Your objective.
Take the records below from their first line to the line with "#### Today I learned...", and restate those lines word for word.

Dataset entries

——

PR #1928, opened 2024-08-19
DP-34425: allow raw HTML in alertMsg for mass-feedback.twig template.

dstorozhuk:

## Related Issue / Ticket

- [DP-34425](https://massgov.atlassian.net/browse/DP-34425)
- https://github.com/massgov/openmass/pull/2637

## Steps to Test

1.

## Screenshots

## Additional Notes:

Anything else to add?

*

#### @TODO

*

#### Today I learned...

[DP-34425]: https://massgov.atlassian.net/browse/DP-34425?atlOrigin=eyJpIjoiNWRkNTljNzYxNjVmNDY3MDlhMDU5Y2ZhYzA5YTRkZjUiLCJwIjoiZ2l0aHViLWNvbS1KU1cifQ

### DIFF
--- a/packages/patternlab/styleguide/source/_patterns/03-organisms/feedback/mass-feedback.twig
+++ b/packages/patternlab/styleguide/source/_patterns/03-organisms/feedback/mass-feedback.twig
@@ -46,7 +46,7 @@
           {% set textarea = affirmativeTextarea %}
           {% include "@atoms/03-forms/textarea.twig" %}
           {% if alertMsg %}
-            <div class="ma__alert-msg" role="region" aria-live="polite" id="{{ affirmativeTextarea.errorIds }}">{{ alertMsg }}</div>
+            <div class="ma__alert-msg" role="region" aria-live="polite" id="{{ affirmativeTextarea.errorIds }}">{{ alertMsg|raw }}</div>
           {% endif %}
           {% if warnMsg %}
             <div class="ma__warn-msg{{showWarnMsg ? ' has-error-default' : ''}}">{{ warnMsg|raw }}</div>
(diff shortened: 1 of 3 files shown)


packages/patternlab/styleguide/source/_patterns/03-organisms/feedback/mass-feedback.twig
```diff
@@ -46,7 +46,7 @@
           {% set textarea = affirmativeTextarea %}
           {% include "@atoms/03-forms/textarea.twig" %}
           {% if alertMsg %}
-            <div class="ma__alert-msg" role="region" aria-live="polite" id="{{ affirmativeTextarea.errorIds }}">{{ alertMsg }}</div>
+            <div class="ma__alert-msg" role="region" aria-live="polite" id="{{ affirmativeTextarea.errorIds }}">{{ alertMsg|raw }}</div>
```
arthurbaghdas, line 49: Why do we need raw filter here? As i know it is a bad practice to use this filter, because it may expose XSS security issues. We need an alternative solution for this.

dstorozhuk: hi @arthurbaghdas . Thanks for the review.
The entire template variables are outputted with `|raw` filter. 
feedba… 2024-08-20 02-22-23

We are not using this template (or at least `alertMsg`) with data that comes from the database or user input, the data for `alertMsg` hardcoded in another Drupal template.
I think it safe to use it in that way. 

If you think it not safe:
1. We need to refactor the entire template, and remove the `|raw` filter from all variables, not just that 2 places that I added.
2. Please suggest the "right" way how you think we can pass the value for `alertMsg` variable from `node--org-page--feedback.html.twig` in openmass repo.
The content of the variable I need to send to mayflower component is next:
`"Please remove any contact information or personal data from your feedback. <strong>You will NOT get a response<strong>."`

arthurbaghdas: We are sending it from Drupal, where we are sure we can control it. The Mayflower can be used by other applications and I don't think we should have raw filter in Mayflower.

dstorozhuk: @arthurbaghdas  what do you propose to do in this particular case and what do propose to do with entire temple since it has additional 5 raw filters which was there before my change? 

Thanks for your suggestions in advance.

arthurbaghdas: You are right, I'll create a ticket and we can refactor later.

arthurbaghdas (approved):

——

Reply.
PR #1928, opened 2024-08-19
DP-34425: allow raw HTML in alertMsg for mass-feedback.twig template.

dstorozhuk:

## Related Issue / Ticket

- [DP-34425](https://massgov.atlassian.net/browse/DP-34425)
- https://github.com/massgov/openmass/pull/2637

## Steps to Test

1.

## Screenshots

## Additional Notes:

Anything else to add?

*

#### @TODO

*

#### Today I learned...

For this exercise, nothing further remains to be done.